Certainly the efforts to suppress state flags have failed, as in Georgia, despite the entire weight of the civil rights establishment and the Atlanta plutocrats. And since the United States Senate offended the United Daughters of the Confederacy over the flag, the number of chapters of the Sons of Confederate Veterans founded or revived has doubled.

I think a number of things happened amid resistance to forced integration to bring the flag into use as the chief symbol of Southern identity.
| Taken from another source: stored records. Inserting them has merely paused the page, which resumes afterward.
Issue #67, opened 2023-01-20
SQL highlighting issue in helix-editor, using tree-sitter-sql


LeoniePhiline:
The original bug report can be found at https://github.com/helix-editor/helix/issues/5186

Other than in the bug report, I am using now helix at latest master commit (edd0ba7 right now), but that makes no difference.

I updated `tree-sitter-sql` by overriding https://github.com/helix-editor/helix/blob/8e10c592b90383a90b7e4a9335d323f8fab99ab5/languages.toml#L1435-L1437 
followed by rebuilding grammers:

```
$ hx --grammar fetch                                                                                                                                                                                                                                                                                    
Fetching 128 grammars
127 up to date git grammars
1 updated grammars
        sql now on 6adc9578afb5c361858213adae5e2de990e46cb1


$ hx --grammar build                                                                                                                                                                                                                                                                                    
Building 128 grammars
127 grammars already built
1 grammars built now
        ["sql"]
```

however, the highlighting still fails, which makes me conclude this will rather be a tree-sitter-sql bug. (Or two, actually.)

## Summary

**_Example SQL:_**

`INSERT INTO ... SET ...` syntax:

```sql
INSERT INTO some_table
  field = "String does not get highlight in INSERT SET syntax";
```

helix edd0ba7 with tree-sitter-sql 9d9802991aa1d1bc00eee7713a838dab1eb4f149: String value does not get highlight:

![image](https://user-images.githubusercontent.com/22329650/208198460-1717581d-2cb4-4497-8a18-f2e81dffaddf.png)

`INSERT INTO ... (...) VALUES (...)` syntax with multiple values records:

```sql
INSERT INTO some_table
  (field)
VALUES
  ("String value"),
  ("String value");
```

helix edd0ba7 with tree-sitter-sql 9d9802991aa1d1bc00eee7713a838dab1eb4f149: Values of second record do not get highlight:

![image](https://user-images.githubusercontent.com/22329650/208145728-14550424-215e-4e2e-9ddf-2892e415cddf.png)

`GROUP_CONCAT` with `SEPARATOR`:

```sql
SELECT GROUP_CONCAT(uid SEPARATOR ",") 
FROM some_table 
GROUP BY some_field;

SELECT GROUP_CONCAT(uid SEPARATOR ",") 
FROM some_table 
GROUP BY some_field;
```

[...]

PR #68, opened 2023-01-20
Various improvements: aggregate functions, insert set syntax, & update join syntax

DerekStride:
## What

There are 3 updates that fix the issues described in https://github.com/DerekStride/tree-sitter-sql/issues/67.

cc// @LeoniePhiline

### Update insert to support SET syntax

https://github.com/DerekStride/tree-sitter-sql/pull/68/commits/3f08080faf4902ce2f528c4ae699fb42169131ae
https://github.com/DerekStride/tree-sitter-sql/pull/68/commits/2fdc42869aafb9d00d28ccaee6be8b10c0386f1b

Also updates the values branch of the grammar to allow for specifying multiple lists of items. The other commit includes support for the postgres style update statement.

### Rework special cases for aggregate functions

https://github.com/DerekStride/tree-sitter-sql/pull/68/commits/8c0ca86319fe745eebfe7d8ebdf6ac43100517ba
https://github.com/DerekStride/tree-sitter-sql/pull/68/commits/61c6e23337ed72464dc5c614fc47f876c1ad6ad6

Previous to this commit `count` was a special case node. It worked a lot like the `invocation` node but had some custom grammar rules.

This commit introduced another special case node, group_concat. According to the [MySQL reference](https://dev.mysql.com/doc/refman/8.0/en/aggregate-functions.html) there might not be many more like this but to provide a pattern for the future I moved both count & group_concat into a special anonymous node called `_aggregate_functions`.

The other commit adds the `_aggregate_expression` node from the suggestions.

### Consolidate UPDATE rules into 1 node

https://github.com/DerekStride/tree-sitter-sql/pull/68/commits/3b82416d4e4b10648cd79e2967b69e4f64480119

Previously there was separate anonymous nodes for single table & multi table update statements. This commit merges them into a single node and reworks them to support the JOIN syntax.

### DIFF
--- a/grammar.js
+++ b/grammar.js
@@ -1016,21 +1016,22 @@ module.exports = grammar({
     count: $ => seq(
       field('name', alias($.keyword_count, $.identifier)),
       '(',
-      seq(
-        optional($.keyword_distinct),
-        field('parameter', choice($._expression, $.all_fields)),
-      ),
+      $._aggregate_expression,
       ')',
     ),
 
     group_concat: $ => seq(
       field('name', $.keyword_group_concat),
       '(',
-      optional($.keyword_distinct),
-      field('parameter', choice($._expression)),
-      optional($.order_by),
+      $._aggregate_expression,
       optional(seq($.keyword_separator, alias($._literal_string, $.literal))),
       ')',
+    ),
+
+    _aggregate_expression: $ => seq(
+      optional($.keyword_distinct),
+      field('parameter', choice($._expression, $.all_fields)),
+      optional($.order_by),
     ),
 
     invocation: $ => seq(
--- a/grammar.js
+++ b/grammar.js
@@ -802,11 +802,29 @@ module.exports = grammar({
     update: $ => seq(
       $.keyword_update,
       optional($.keyword_only),
-      comma_list($.relation, true),
-      repeat($.join),
-      $.keyword_set,
-      comma_list($.assignment, true),
-      optional($.where),
+      choice(
+        $._mysql_update_statement,
+        $._postgres_update_statement,
+      ),
+    ),
+
+    _mysql_update_statement: $ => prec(0,
+      seq(
+        comma_list($.relation, true),
+        repeat($.join),
+        $.keyword_set,
+        comma_list($.assignment, true),
+        optional($.where),
+      ),
+    ),
+
+    _postgres_update_statement: $ => prec(1,
+      seq(
+        $.relation,
+        $.keyword_set,
+        comma_list($.assignment, true),
+        optional($.from),
+      ),
     ),
 
     assignment: $ => seq(
--- a/grammar.js
+++ b/grammar.js
@@ -801,36 +801,12 @@ module.exports = grammar({
 
     update: $ => seq(
       $.keyword_update,
-      choice(
-        $._single_table_update,
-        $._multi_table_update,
-      ),
-    ),
-
-    _single_table_update: $ => seq(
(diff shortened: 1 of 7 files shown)


LeoniePhiline:
Wow @DerekStride, kudos to you!

This quick and comprehensive response by far exceeds all my expectations!

I will test your branch as well, to confirm the fixes.

grammar.js
```diff
@@ -787,38 +801,14 @@ module.exports = grammar({
...
-      optional($.where),
-      optional($.order_by),
-      optional($.limit),
-    ),
-
-    _multi_table_update: $ => seq(
-      $._table_references,
+      optional($.keyword_only),
+      comma_list($.relation, true),
+      repeat($.join),
```
dmfay, line 806: Postgres' update-join syntax is different, with the `set` clause coming before a more standard `from`-`join` construction that specifies the additional relations (the affected table is still specified right after the initial `update`). I think this is a net zero change for PG but I'll leave an example update statement with the tests if you want to try fitting that in too.

test/corpus/update.txt
```diff
@@ -125,11 +130,69 @@ SET ts = now();
...
+================================================================================
+Update with a JOIN
+================================================================================
+
+UPDATE table_a a
+INNER JOIN table_b b ON b.a = a.uid
+INNER JOIN table_c c ON c.b = b.uid
+SET
+a.d = 5;
+
```
dmfay, line 152: Postgres format:

```
UPDATE table_a as a
SET d = 5
FROM table_b b
INNER JOIN table_c c ON c.b = b.uid
WHERE b.a = a.uid;
```

grammar.js
```diff
@@ -1000,6 +990,11 @@ module.exports = grammar({
       ')',
     ),
 
+    _aggregate_function: $ => choice(
```
dmfay, line 993: great!

grammar.js
```diff
@@ -1010,6 +1005,16 @@ module.exports = grammar({
...
     ),
 
+    group_concat: $ => seq(
+      field('name', $.keyword_group_concat),
+      '(',
+      optional($.keyword_distinct),
+      field('parameter', choice($._expression)),
+      optional($.order_by),
+      optional(seq($.keyword_separator, alias($._literal_string, $.literal))),
+      ')',
```
dmfay, line 1015: in Postgres [this is possible with aggregate functions more generally](https://www.postgresql.org/docs/current/sql-expressions.html#SYNTAX-AGGREGATES)! e.g.

```
select count(distinct uid order by uid)
from table_a;
```

(although it doesn't really mean much with `count`)

I think putting this in `_aggregate_function` would be a good first step toward supporting that -- we can fill in the maxes mins etc and worry about extra stuff like the `filter` clause later.

dmfay (approved):
couple things to think about but it looks good in general!

grammar.js
DerekStride: done!

test/corpus/update.txt
DerekStride: https://github.com/DerekStride/tree-sitter-sql/commit/2fdc42869aafb9d00d28ccaee6be8b10c0386f1b

grammar.js
DerekStride: I've added an `_aggregate_expression` node to help generalize those cases: https://github.com/DerekStride/tree-sitter-sql/commit/61c6e23337ed72464dc5c614fc47f876c1ad6ad6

I remember my own father and uncles returning from World War II with stories of how Southerners, particularly rural and working-class ones, were denigrated and ridiculed by conscripted urbanites for their speech, manners, attitudes. There was a general cultural attack at the time on “hillbillies.” This was the beginning of their sectional consciousness, which had hardly existed before. It was after this that we began to display the flag from the front porch. It was ten years before Brown v. Board of Education, and our actions had nothing to do with the Dixiecrat movement or with football.

Nor has time and the success of the civil rights movement diminished the Confederate flag as a symbol of Southern identity. On the contrary, the fact that the United States is increasingly a multicultural empire rather than a federal republic will make ethnic identities, including the Southern, even sharper in the future, and their negotiation much more complex. Imagine, for instance, the struggles over symbols that are in the offing in a few years, when Hispanics will be a larger minority than blacks.

I have often spoken to meetings of the SCV, UDC, Civil War roundtables, various heritage groups, all places full of defenders and displayers of the battle flag, and my impression is that for most of these good Americans the flag is a symbol not of white supremacy but of identification of their own ancestors and heritage and an affirmation of their own identity. For those interested in extending the civil rights movement, I suggest that you find another and more constructive battle to fight, and one that you have some hope of winning, because you will not win this one.

The Chicago press reported last year that a Mr. Ernest A. Griffin, a black man of advanced age and a grandson of a member of the United States Colored Troops in the Civil War, owns part of the land which was once the Camp Douglas prison, where some 6,000 Confederate soldiers are buried who died of starvation, disease, exposure, and neglect. Mr. Griffin flies the battle flag in honor of these men, disdaining criticism.

Last May, the United States and Confederate flags were displayed and trooped together at a memorial service for the POWs who perished at Camp Douglas, jointly sponsored by the Confederate POW Society and the reenactors of the 29th United States Colored Infantry. The program included an invocation by a black pastor, the Reverend Leon Perry, speeches about Camp Douglas, and a series of talks on Native American Confederates, Hispanic Confederates, Jewish Confederates, and African-American Confederates, in most cases delivered by descendants of the same. Then there was the main address by Mr. Walter Kennedy, an energetic, color-blind defender of everything Southern: “Confederate Diversity: Our Common Ground.” The program concluded with Mr. Kennedy’s presentation of an award to Mr. Griffin and the singing of “Dixie” by another black American, Mr. Al Ingram.

Much of our present unease comes from a sense of threatened identities and the scars of past conflicts. But it seems to me that our future, if it is to be a happy one, will be in the direction of the reconciliation and mutual respect for all our identities offered by the example of Mr. Kennedy and Mr. Griffin, and not in useless confrontations from which no one can gain.